When you run sound thru a pedal, the battery current will likely change.  Depends on the circuit.  Opamps tend to draw a pretty steady current in most circuits.  Discrete transistor designs like the Sunflower have variable current demand, depending on the bias and fuzz settings, playing style, etc.  This caused the battery voltage to sag a variable amount while you were playing.

The LED is powered by the battery and when the battery voltage sags, the LED current goes down and consequently, the brightness goes down too. 

Some people prefer the "dying battery" sound in certain pedals.  The Fuzz Factory's STAB control can simulate an extreme case of battery sag.

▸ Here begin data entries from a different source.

PR #4177, opened 2026-04-16
workflows: cds single harvest by identifier

ioannistsanaktsidis:
* ref  https://github.com/cern-sis/issues-inspire/issues/1419

### DIFF
--- a/workflows/tests/test_cds_literature_single_harvest.py
+++ b/workflows/tests/test_cds_literature_single_harvest.py
@@ -1,0 +1,34 @@
+from unittest.mock import patch
+
+import pytest
+from airflow.models import DagBag
+
+from tests.test_utils import task_test2
+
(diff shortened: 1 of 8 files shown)


workflows/tests/test_cds_literature_single_harvest.py
```diff
@@ -0,0 +1,34 @@
...
+
+import pytest
+from airflow.models import DagBag
+
+from tests.test_utils import task_test2
+
+dagbag = DagBag()
+
+
+@pytest.mark.usefixtures("_s3_store", "hep_env")
```
DonHaul: we can ommit `_s3_store` as for simplicity its also added inside `hep_env`

DonHaul (approved):
Just the comment otherwise its good

PR #4185, opened 2026-04-20
backoffice(ui): withdrawn entry

ioannistsanaktsidis:


Makefile
```diff
@@ -47,6 +47,7 @@ django-setup:
 	docker compose exec backoffice-webserver python manage.py loaddata backoffice/authors/fixtures/workflows.json
 	docker compose exec backoffice-webserver python manage.py loaddata backoffice/hep/fixtures/workflows.json
 	docker compose exec backoffice-webserver python manage.py loaddata backoffice/hep/fixtures/decisions.json
+	docker compose exec backoffice-webserver python manage.py opensearch document index --force
```
DonHaul, line 50: is this required?

ioannistsanaktsidis: Yes, workflows are indexed in OpenSearch when workflows.json is loaded, before decisions exist, so the index has empty decisions for every workflow. This was not working locally. The re-index command runs after decisions.json is loaded to bring the OpenSearch documents in sync with the DB. In a real scenario this isn't needed because resolving a workflow always updates the workflow's status, which triggers a re-index of the workflow document, at that point the new decision is included automatically.

DonHaul (approved):

PR #4186, opened 2026-04-21
backend: remove self-curation ticket creation logic and associated te…

ioannistsanaktsidis:
…mplate

 * ref https://github.com/cern-sis/issues-inspire/issues/1459


DonHaul (approved):
Nice

PR #4187, opened 2026-04-21
backend: process airflow files correctly

DonHaul:
* ref: cern-sis/issues-inspire/issues/1420


backend/inspirehep/files/api/s3.py
```diff
@@ -53,6 +53,15 @@ def is_s3_url(url):
...
 
+    @staticmethod
+    def is_s3_url_from_airflow_bucket(url):
+        """Checks if the url is an S3 url and if contains `S3_AIRFLOW_BUCKET`.
+
+        :param url: the given url.
+        :return: boolean
+        """
+        return S3.is_s3_url(url) and current_app.config.get("S3_AIRFLOW_BUCKET") in url
+
```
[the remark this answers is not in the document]
ioannistsanaktsidis: this will need a default setup in the config or a fallback to False, otherwise `None in url` will raise a TypeError (mostly local problem)

backend/inspirehep/records/api/literature.py
```diff
@@ -455,7 +457,13 @@ def add_file(
                 )
                 return result
 
-            data = download_file_from_url(url, check_file_size=True)
+            if current_s3_instance.is_s3_url_from_airflow_bucket(url):
+                bucket = current_app.config.get("S3_AIRFLOW_BUCKET")
+                key = current_s3_instance.get_full_key_from_url(url)
+                response = current_s3_instance.client.get_object(Bucket=bucket, Key=key)
+                data = response["Body"].read()
```
ioannistsanaktsidis: This part here, does not check against the size limit  we have in the download url . I think this is important to check as we have a limit on the size we allow -> https://github.com/inspirehep/inspirehep/blob/master/backend/inspirehep/records/utils.py#L82-L86

backend/inspirehep/records/api/literature.py
```diff
@@ -433,9 +433,11 @@ def add_file(
...
         with app_context.app.app_context():
             result = {}
-            is_s3_or_public_url = current_s3_instance.is_s3_url_with_bucket_prefix(
-                url
-            ) or current_s3_instance.is_public_url(url)
+            is_s3_or_public_url = (
+                current_s3_instance.is_s3_url_with_bucket_prefix(url)
+                or current_s3_instance.is_public_url(url)
+            ) and not current_s3_instance.is_s3_url_from_airflow_bucket(url)
+
```
ioannistsanaktsidis, line 447: this is a bit hard to read, lets make it a bit nicer. For example , lets extract

```
 is_airflow_url = current_s3_instance.is_s3_url_from_airflow_bucket(url)
        is_s3_url = current_s3_instance.is_s3_url(url)
        is_public_url = current_s3_instance.is_public_url(url)
        is_s3_or_public_url = (current_s3_instance.is_s3_url_with_bucket_prefix(url) or is_public_url) and not is_airflow_url

```

and then reuse them accordingly

backend/inspirehep/records/api/literature.py
```diff
@@ -455,7 +457,13 @@ def add_file(
                 )
                 return result
 
-            data = download_file_from_url(url, check_file_size=True)
+            if current_s3_instance.is_s3_url_from_airflow_bucket(url):
+                bucket = current_app.config.get("S3_AIRFLOW_BUCKET")
+                key = current_s3_instance.get_full_key_from_url(url)
+                response = current_s3_instance.client.get_object(Bucket=bucket, Key=key)
```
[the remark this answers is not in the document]
ioannistsanaktsidis: This is actually valid , goes with my next comment

backend/inspirehep/records/api/literature.py
```diff
@@ -511,8 +519,8 @@ def add_file(
                 and not current_s3_instance.is_s3_url(url)
                 and not current_s3_instance.is_public_url(url)
                 and not original_url
-            ):
-                result["original_url"] = url
+            ) or current_s3_instance.is_s3_url_from_airflow_bucket(url):
+                result["original_url"] = original_url or url
```
ioannistsanaktsidis: that is a bit hard to understand, we can have it a bit nicer. sth like  this maybe 

```
is_http = url.startswith("http")
is_s3 = current_s3_instance.is_s3_url(url)
is_public = current_s3_instance.is_public_url(url)
is_airflow = current_s3_instance.is_s3_url_from_airflow_bucket(url)

should_set_original = (
    (is_http and not is_s3 and not is_public and not original_url)
    or is_airflow
)
```

also, for the airflow case this will always be set to the s3 part. Is that intended ?

ioannistsanaktsidis (changes requested):
Let's start with these comments first

backend/inspirehep/records/api/literature.py
DonHaul: @drjova wdyt about this.

a few questions he have:
- do we even need to set `original_url` here in a few of the cases we've seen its population in `article.py`
- if it's an airflow link say coming from publishers should we set this url as the `original_url`

DonHaul:
updated testing

backend/inspirehep/files/api/s3.py
```diff
@@ -231,6 +241,15 @@ def get_key_from_url(self, url):
             LOGGER.exception("S3 incorrect url.", url=url)
             raise
 
+    @staticmethod
+    def get_bucket_and_key_from_url(url):
+        try:
+            path_parts = urlsplit(url).path.split("/")
+            return path_parts[1], "/".join(path_parts[2:])
```
drjova, line 248: what about IndexError?

DonHaul: added

ioannistsanaktsidis (approved):
All good from my side. This will also need the env var on kubernetes-inspire so as it works on qa and eventually prod

drjova (approved):

PR #4195, opened 2026-04-24
workflows: revert withdrawn and fail is pdf not found

DonHaul:
* ref: cern-sis/issues-inspire/issues/1464


DonHaul:
the DECISION `withdrawn` still exists in the `backoffice`, to be deleted by the end on next week if we find that we cannot differentiate cases

ioannistsanaktsidis (approved):
LGTM! We will monitor usecases and act accordingly as you proposed!

PR #74, opened 2015-10-26
chore(log): set debug with command flag

adamreese:


technosophos:
Nice! I knew there must be some way of doing that!

PR #85, opened 2015-10-27
feature(update) show local and remote info on update

slack:
Give a bit more info when running update.


slack:
```
helm [update-info]$ helm update
Updated /Users/jhansen/.helm/cache from https://github.com/deis/helm
helm [update-info]$
```

PR #87, opened 2015-10-27
doc(skel) make the skeleton Chart generic

slack:
Make the skeleton more generic. Prompt for the things we would like to see.

Might also be a good opportunity to expand the skeleton to include a Service definition, so we can explain our approach to labels in situ.

### DIFF
--- a/skel/manifests/example-pod.yaml
+++ b/skel/manifests/example-pod.yaml
@@ -1,10 +1,10 @@
 apiVersion: v1
 kind: Pod
 metadata:
-  name: alpine
+  name: example-pod
 spec:
   restartPolicy: Never
   containers:
-  - name: alpine
+  - name: example
   image: "alpine:3.2"
     command: ["/bin/sleep","9000"]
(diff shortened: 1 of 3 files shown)


skel/manifests/example-pod.yaml
```diff
@@ -1,10 +1,10 @@
...
 kind: Pod
 metadata:
-  name: alpine
+  name: example-pod
 spec:
   restartPolicy: Never
   containers:
-  - name: alpine
+  - name: example
   image: "alpine:3.2"
```
slack: One question is should the skeleton chart actually "work"? Debated about setting this to `scratch` and a random command.

technosophos: I don't know if that's a terribly big deal, but it certainly wouldn't hurt. That said... could you _do_ "scratch" and a random command? I don't think scratch has any commands? Maybe "alpine:3.2" with something like "sleep 900" or something?

slack: `scratch` + command wouldn't work. To help prompt folks writing a chart, we may  as well leave this as something that does something, even if it is sleep.

slack:
Rebased again.

slack:
Rebased.

PR #103, opened 2015-10-27
feat(helm): add --dry-run flag to install

### LINKED ISSUE #78: Add --dry-run to helm install
This option should show all the output that would be sent to k8s, but not actually run kubectl.

bacongobbler:
closes #78 

This is my first time contributing to Helm. Woo! Anything else I should add here? docs/tests?

### DIFF
--- a/README.md
+++ b/README.md
@@ -84,7 +84,7 @@ Some of the features we plan to tackle in the near future:
 - [ ] Mandatory Group Labels [#80](https://github.com/deis/helm/issues/80)
 - [ ] Linting for Charts [#96](https://github.com/deis/helm/issues/96)
 - [ ] End-to-End Testing of Charts [#4](https://github.com/deis/helm/issues/4)
-- [ ] Dry-Run Installs [#78](https://github.com/deis/helm/issues/78)
+- [x] Dry-Run Installs [#78](https://github.com/deis/helm/issues/78)
 - [ ] Improved Dependency Resolution (based on service provider)
 - [ ] Upgrading Charts
 
--- a/action/install.go
+++ b/action/install.go
@@ -1,6 +1,7 @@
 package action
 
 import (
+	"fmt"
 	"os"
 	"os/exec"
 	"path/filepath"
@@ -26,7 +27,7 @@ import (
 // 	- Services
 // 	- Pods
 // 	- ReplicationControllers
-func Install(chartName, home, namespace string, force bool) {
+func Install(chartName, home, namespace string, force bool, dryRun bool) {
 	if !chartFetched(chartName, home) {
 		log.Info("No chart named %q in your workspace. Fetching now.", chartName)
 		fetch(chartName, chartName, home)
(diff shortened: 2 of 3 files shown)


helm/helm.go
```diff
@@ -81,6 +81,10 @@ func main() {
 					Name:  "force, aye-aye",
 					Usage: "Perform install even if dependencies are unsatisfied.",
 				},
+				cli.BoolFlag{
+					Name:  "dry-run",
+					Usage: "Run but do not install into Kubernetes.",
```
sgoings: Run vs install is confusing verbiage to me... Maybe something like: "show but do not execute kubectl commands"?

bacongobbler: sounds good to me :)

technosophos: I think what @bacongobbler was getting at in help is that this will do the `fetch` part if necessary, but will not run the `kubectl` part. We should probably make that clear.

I'm wondering if it makes sense to pass the dryRun flag into `uploadManifests` and have it print out what it would normally do. That would give the user a chance to see whether the final generated JSON is what they anticipate.

Thoughts, @sgoings ?

bacongobbler: That would be good to display. We could just print the `kubectl` command on stdout when `uploadManifests` is called.

Does "perform the fetch, but only show kubectl commands" sound like a good docstring? Or is that not the intended behaviour we want?

sgoings: That wording is still missing the part about skipping the actual kubectl execution...

technosophos: @sgoings I was just thinking of what many other programs do during _dry run_ operations. It feels like we'd want to step as far through the process as possible without actually making any changes to Kubernetes.

bacongobbler:
Done!

```
$ ./bin/helm help install
NAME:
   ./bin/helm install - Install a named package into Kubernetes.

USAGE:
   ./bin/helm install [command options] [chart-name...]

DESCRIPTION:
   If the given 'chart-name' is present in your workspace, it
will be uploaded into Kubernetes. If no chart named 'chart-name' is found in
your workspace, Helm will look for a chart with that name, install it into the
workspace, and then immediately upload it to Kubernetes.

When multiple charts are specified, Helm will attempt to install all of them,
following the resolution process described above.

As a special case, if the flag --chart-path is specified, Helm will look for a
Chart.yaml file and manifests/ directory at that path, and will install that
chart if found. In this case, you may not specify multiple charts at once.


OPTIONS:
   --chart-path, -p 	An alternate path to fetch a chart. If specified, Helm will ignore the cache.
   --namespace, -n 	The Kubernetes destination namespace.
   --force, --aye-aye	Perform install even if dependencies are unsatisfied.
   --dry-run		Fetch the chart, but only display the underlying kubectl commands.

$ ./bin/helm install --dry-run alpine
---> Performing a dry run of `kubectl create -f` ...
---> kubectl create -f - < {"kind":"Pod","apiVersion":"v1","metadata":{"name":"alpine","creationTimestamp":null,"annotations":{"HelmOriginFile":"/Users/bacongobbler/.helm/workspace/charts/alpine/manifests/alpine-pod.yaml"}},"spec":{"containers":[{"name":"waiter","image":"alpine:3.2","command":["/bin/sleep","9000"],"resources":{}}],"restartPolicy":"Never"},"status":{}}
---> Done
========================================
# Alpine

This Chart provides a Pod running Alpine Linux.
========================================
$ k get pods
NAME        READY     STATUS    RESTARTS   AGE
```

bacongobbler:
The tab spacing is gross in the flags. Is that a bug with codegangsta/cli or something we can fix up?

technosophos:
Thank you for making these changes, @bacongobbler! This is exactly what I was envisioning when I asked for the changes.

gabrtv:
@bacongobbler can you please add a strikethrough in the root readme for the `--dry-run` flag under the Future Plans section?

bacongobbler:
@gabrtv it is done :)

PR #107, opened 2015-10-28
[WIP] feat(*): replace k8s with kubelite

technosophos:
This branch is an experiment in removing the Kubernetes library from Helm's dependencies.


sgoings:
Are we still taking this road @technosophos? My vote: I don't think we should... and instead just show the k8s community our struggles. :smile:

technosophos:
I took a few parts of the YAML encoding and moved them out to a separate commit. I'm closing this one, since I think it's too broad. Most developers seem to be able to get over the initial install hurdle.

PR #112, opened 2015-10-28
feat(info): add optional custom format

adamreese:
Allow for custom formatting of `helm info` using a Go template

Replaces: https://github.com/deis/helm/pull/58


technosophos:
The tests aren't passing

carmstrong:
This also needs a rebase now, @adamreese

adamreese:
@technosophos it's an issue of other unit tests changing the current working directory.  I have a fix in progress

helm/action/helper_test.go
```diff
@@ -0,0 +1,36 @@
...
+	// create cache directory
+	tmpHomeCache := filepath.Join(tmpHome, "cache")
+	os.Mkdir(tmpHomeCache, dstat.Mode())
+
+	// absolute path to testdata charts
+	testChartsPath := filepath.Join(helmRoot, "helm/testdata/charts")
+
+	// copy testdata charts into cache
+	// mock git clone
+	exec.Command("cp", "-R", testChartsPath, tmpHomeCache).Run()
```
lanej: no golang lib function for this ?

adamreese: noop, you need to walk the dir and copy each file

technosophos: There's a copyDir() function in (I think) `action/update.go` that does essentially this.

technosophos:
I'd prefer using the `copyDir()` func if it suits your needs, but I'm going to go ahead and LGTM this.

helm/action/helper_test.go
adamreese: oh I missed that, thanks

PR #113, opened 2015-10-28
docs(README): add Go Report Card badge

mattfarina:


bacongobbler:
+1

mboersma:
Helm gets an A+ on 31 files. Nice! We should add linters to the Makefile in `make test-style` as we do in deis/deis.

Issue #116, opened 2015-10-28
Update README


smugcloud:
Since the etcd chart does not currently exist, we should remove it to help new users get up and running.

PR #117, opened 2015-10-28
updated readme for #116

smugcloud:
Addresses [#116] (https://github.com/deis/helm/issues/116)


bacongobbler:
works for me! Would you mind amending your commit so that it follows our [commit style guide](http://docs.deis.io/en/latest/contributing/standards/#commit-style), pretty please? That way our changelog generation script will be able to catch your commit.

Something like `fix(readme): update helm search usage` should do the trick. Thanks! :)

Also this needs a rebase :heart:

michelleN:
Looks good to me as well. I might suggest adding the `helm edit example-todo` line in there so that users know they can edit a chart as well.

sgoings:
We should probably fix the ".git" and README.md from showing up in a `helm search`...

gabrtv:
@sgoings agreed, though we should probably merge as-is and then fix output when we fix the `helm search` behavior. This already has 2 LGTMs.

gabrtv:
I'm going to fix the client output and update the readme in that PR.  Closing.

FYI, in a lot of pedals the LED draws more current that everything else in the pedal.  To help preserve battery life, disengage the pedal when you Take 5.


----------



## joelorigo (Jun 10, 2020)

Chuck D. Bones said:


> When batteries run low on charge, they sag under load, any kind of load.  Your DMM does not load the battery and as a result, you might get the impression that the battery is in good condition when it's not.  If you want to test a battery, it needs to be loaded to get an accurate result.   At the very least, measure it while it's connected to a pedal and the pedal is engaged.
> 
> When you run sound thru a pedal, the battery current will likely change.  Depends on the circuit.  Opamps tend to draw a pretty steady current in most circuits.  Discrete transistor designs like the Sunflower have variable current demand, depending on the bias and fuzz settings, playing style, etc.  This caused the battery voltage to sag a variable amount while you were playing.
> 
> ...



Great thanks! It's great to learn from other on this board.


----------